=== Begin Enclosure ===

PR #43540, opened 2026-03-09
chore(studio): mention project OAuth app connections

dnywh:

- UI change
- Resolves DEPR-324

- Projects that are connected to OAuth applications such as Lovable, Bolt, Figma Make **do not** indicate this fact to the user
- User changes in the dashboard may conflict with what those OAuth apps expect

## What is the new behavior?

- `ProjectOAuthIntegrationsBanner` added within `ContentWrapper` in order to give user notice when this case is true
- Banner styled and acts much like the “_This organization is managed by_” banner in [`OrganizationLayout`](https://github.com/supabase/supabase/blob/c26c6400381db38a963aa7cf6d44d66f6771db9a/apps/studio/components/layouts/OrganizationLayout.tsx)
- Banner links out to OAuth app management in org settings
- Icon change  if passed
- Feature preview and matching flag to control all this for Supabase folks only

Screenshots taken with maintenance banner for stress-testing:

| After |
| --- |
| AWS Healthy  Toolshed  Supabase-72366DA4-D649-4BAE-A119-845187F6787E |
| AWS Healthy  Toolshed  Supabase |
| AWS Healthy  Toolshed  Supabase-3CEB0655-F7E4-4EE0-A018-BCB62D5D1ED3 |

## Additional context

I was unable to create and therefore test OAuth apps locally. Perhaps we should release behind feature flag or figure out a way to test in staging.


dnywh:
Cancelling because there is currently no way to determine which Supabase projects are connected to what OAuth apps. That connection happens at the org level.

dnywh:
Re-adding the same sort of thing in https://github.com/supabase/supabase/pull/44328 for Stripe Projects. We should generalise that for OAuth use should we ever be able to get that data in the endpoint.

PR #43541, opened 2026-03-09
Chore/fix storage explorer when switching buckets

joshenlim:
## Context

Taking a slightly different approach to [this PR](https://github.com/supabase/supabase/pull/43370)

Original problem was that if you opened some folders while in a bucket and then switched to a different bucket, the folder UI will persists (folders from Bucket A will render when landing on Bucket B)

## Changes involved
- Shift `StorageExplorerStateContextProvider` into `[bucketId].tsx]` instead of `ProjectContext`
  - The valtio store here only applies for the storage explorer so having it so high in the project's context was unnecessary
  - This also just implies that the valtio store will automatically reset whenever the bucket changes
- Simplify storage explorer valtio store by initializing the store with the bucket
  - We'll initialize the selected bucket with the store now (Same as previous PR)
  - Removes unnecessary `setSelectedBucket` method which required a separate `useEffect` in `StorageExplorer.tsx`

## To test
- [ ] Verify that the original is resolved
- [ ] General smoke test of the storage explorer - i've also re-added the e2e test that Gildas wrote up in his PR

### DIFF
--- a/apps/studio/components/interfaces/Storage/StorageExplorer/StorageExplorer.tsx
+++ b/apps/studio/components/interfaces/Storage/StorageExplorer/StorageExplorer.tsx
@@ -1,14 +1,13 @@
-import { compact, get, isEmpty, uniqBy } from 'lodash'
-import { useEffect, useRef, useState } from 'react'
-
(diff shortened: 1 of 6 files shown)


djhi (approved):
👍 Tested on staging

PR #43547, opened 2026-03-09
chore: e2e general improvements

djhi:
## Problem

e2e tests are still flaky and not as fast as they could be

## Solution

- [x] Reset supabase instance: this makes the database visualiser tests faster as there are less tables to screenshot
- [x] Improve the single file setup utilities so that they never block local tests by cleaning them up before starting
- [x] Disable animations while running the tests (less time waiting for animations to complete
- [x] Add utility functions that help reproducing flaky tests locally


awaseem (approved):
LGTM

PR #45057, opened 2026-04-20
fix(docs): remove edge function Authorization header from cron example

fadymak:
Removes `Authorization` header from cron quickstart example to align with the new API keys.

## Summary by CodeRabbit

* **Documentation**
  * Updated the Edge Function invocation example in the quickstart guide: the request headers now use the publishable API key header alongside Content-Type instead of an Authorization Bearer header.

### DIFF
--- a/apps/docs/content/guides/cron/quickstart.mdx
+++ b/apps/docs/content/guides/cron/quickstart.mdx
@@ -279,7 +279,7 @@ select
     select
       net.http_post(
           url:='https://project-ref.supabase.co/functions/v1/function-name',
-          headers:=jsonb_build_object('Content-Type','application/json', 'Authorization', 'Bearer ' || 'YOUR_ANON_KEY'),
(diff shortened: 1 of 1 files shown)


apps/docs/content/guides/cron/quickstart.mdx
```diff
@@ -279,7 +279,7 @@ select
     select
       net.http_post(
           url:='https://project-ref.supabase.co/functions/v1/function-name',
-          headers:=jsonb_build_object('Content-Type','application/json', 'Authorization', 'Bearer ' || 'YOUR_ANON_KEY'),
```
kallebysantos, line 282: I suggest to replace it by `apikey` header instead and using `PUBLISHABLE_KEY`

fadymak: @kallebysantos the publishable key won't be verified, right? So including it wouldn't actually do anything

kallebysantos: Yes its don't get verified, its more for convention pattern.

ChrisChinchilla (approved):

PR #45061, opened 2026-04-20
fix(studio): validate auth conn percentage input between 1 and 100

awaseem:
## Summary

- Closes [FE-3039](https://linear.app/supabase/issue/FE-3039/validate-conn-percentage-input-between-1-and-100).
- Adds a `superRefine`d `DatabaseFormSchema` in `PerformanceSettingsForm.tsx` that blocks submission when `DB_MAX_POOL_SIZE_UNIT === 'percent'` and the value falls outside 1-100. Connections (fixed pool size) path keeps the existing `min(1)` behavior per the ticket.
- Updates the number input's `min`/`max` attributes to match: percent is now `1`-`100` (was `3`-`80`); connections unchanged (`3`-`Math.floor(maxConnectionLimit * 0.8)`).

## Test plan

- [x] Unit tests added in `PerformanceSettingsForm.test.ts` covering bounds (1, 100), out-of-range (0, 101, -5, 150), mid-range, string coercion, connections path (no upper zod bound), and enum rejection. All 12 pass.
- [x] Manually verify in Auth → Performance settings that entering 0 or 101 in percent mode shows a validation error and blocks save, and that switching to absolute connections still uses the existing bounds.

## Summary by CodeRabbit

* **Bug Fixes**
  * Refined database pool-size validation and input constraints; percentage unit enforces values between 1–100 and rejects zero, negative, and out-of-range entries. String inputs that represent numbers are coerced where appropriate; unknown unit values are rejected.
* **Tests**
  * Added comprehensive tests for boundary, invalid, string, and unknown-unit cases and for validation error messages.
* **Refactor**
  * Validation moved to a centralized schema and HTML min/max input attributes were removed.

### DIFF
--- a/apps/studio/components/interfaces/Auth/PerformanceSettingsForm.tsx
+++ b/apps/studio/components/interfaces/Auth/PerformanceSettingsForm.tsx
@@ -387,12 +387,6 @@ export const PerformanceSettingsForm = () => {
                               <FormInputGroupInput
                                 type="number"
                                 {...field}
-                                min={chosenUnit === 'percent' ? 1 : 3}
-                                max={
-                                  chosenUnit === 'percent'
-                                    ? 100
-                                    : Math.floor(maxConnectionLimit * 0.8)
-                                }
                                 disabled={!canUpdateConfig || promptUpgrade}
                               />
                               <InputGroupAddon align="inline-end">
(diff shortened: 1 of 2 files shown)


monicakh (approved):

apps/studio/components/interfaces/Auth/PerformanceSettingsForm.tsx
```diff
@@ -375,10 +387,10 @@ export const PerformanceSettingsForm = () => {
                               <FormInputGroupInput
                                 type="number"
                                 {...field}
-                                min={3}
+                                min={chosenUnit === 'percent' ? 1 : 3}
```
ivasilov: `min` and `max` props don't use the form schema. They're propagated to the input and a native tooltip is used (see screenshot). I'd suggest removing them so that they're validated by the schema object (we can control the messaging that way).

Image

ivasilov (approved):

PR #45064, opened 2026-04-20
fix: select fields aren't accessible with tab on Safari

djhi:
## Problem

`select` fields aren't accessible with tab on Safari.
This is a known issue on Safari that can be solved by users if they adjust their settings:
image

## Solution

We can simply add a `tabindex` attribute on the Shadcn `<SelectTrigger>` to fix it.

## How to test

- Create a new org. Tab on the form. It should highlight each field, including the _Type_ and _Plan_ select.
- Edit your _Account preferences_. You should be able to tab to the _Primary email_ field

## Summary by CodeRabbit

* **Bug Fixes**
  * Enhanced keyboard navigation support for select components by improving focus handling.

### DIFF
--- a/packages/ui/src/components/shadcn/ui/select.tsx
+++ b/packages/ui/src/components/shadcn/ui/select.tsx
@@ -54,6 +54,7 @@ const SelectTrigger = React.forwardRef<
       SelectTriggerVariants({ size }),
       className
     )}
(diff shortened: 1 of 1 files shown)


charislam (approved):

dnywh (approved):
Tested on staging on Safari.

PR #45067, opened 2026-04-20
feat(telemetry): add exposure event for default privileges checkbox

seanoliver:
A stab at implementing the telemetry gaps flagged in the review on #45034. Merges into that branch.


alaister (approved):
LGTM!

PR #45076, opened 2026-04-20
fix: csv seq sync

### LINKED ISSUE #45073: CSV import does not advance owned sequences for sequence backed primary keys
# Bug report

## Describe the bug

Importing rows through the Studio CSV import flow does not advance the sequence for sequence-backed primary key columns when the CSV includes explicit `id` values.

After the import completes, the table contains the imported rows, but the backing sequence still points to its old value. The next insert that relies on the default primary key value can then generate an ID that is already below the table's current maximum ID, which leads to incorrect sequence state and can cause unique constraint violations on subsequent inserts.

This was reproduced with both identity-backed and sequence-default primary key columns.

## To Reproduce

1. Create a table with a sequence-backed primary key.

```sql
create sequence public.ticket_entries_id_seq;

create table public.ticket_entries (
  id bigint primary key default nextval('public.ticket_entries_id_seq'),
  title text
);

alter sequence public.ticket_entries_id_seq owned by public.ticket_entries.id;
```

2. Prepare a CSV file with explicit IDs:

```csv
id,title
341,First row
342,Second row
343,Third row
```

3. In Studio, open the table in Table Editor.
4. Use `Import data from CSV` and upload the file.
5. Wait for the import to complete successfully.
6. Check the imported data and the sequence state:

```sql
select max(id) from public.ticket_entries;
select last_value, is_called from public.ticket_entries_id_seq;
```

7. Insert a new row through the dashboard without manually setting `id`, or check the next generated value:

```sql
select nextval(pg_get_serial_sequence('public.ticket_entries', 'id'));
```

## Expected behavior

After the CSV import completes, the owned sequence should be aligned with the current maximum ID in the table.

For the example above:
- `max(id)` should be `343`
- the sequence should also be at `343`
- the next generated value should be `344`

7ttp:
## TL;DR
fixes csv imports with explicit id values leaving auto generated primary keys out of sync 
by resolving the primary key sequence correctly after import

## ex:

| Before | After |
| --- | --- |
| Before: stale sequence after CSV import | After: sequence synced after CSV import |

## ref:
- closes https://github.com/supabase/supabase/issues/45073
- also closed https://github.com/supabase/supabase/issues/43993

## Release Notes

* **Bug Fixes**
  * Fixed identity sequence synchronization during CSV imports. After spreadsheet data is inserted, the system now properly updates sequence values, ensuring subsequent rows receive correct identifiers.


awaseem (approved):
Nice and E2E tests WOOOO!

=== End Enclosure ===

*AIM OF THE TASK*:
Show all lines above holding "useEffect".

*RESPONSE AREA*:
  - Removes unnecessary `setSelectedBucket` method which required a separate `useEffect` in `StorageExplorer.tsx`
-import { useEffect, useRef, useState } from 'react'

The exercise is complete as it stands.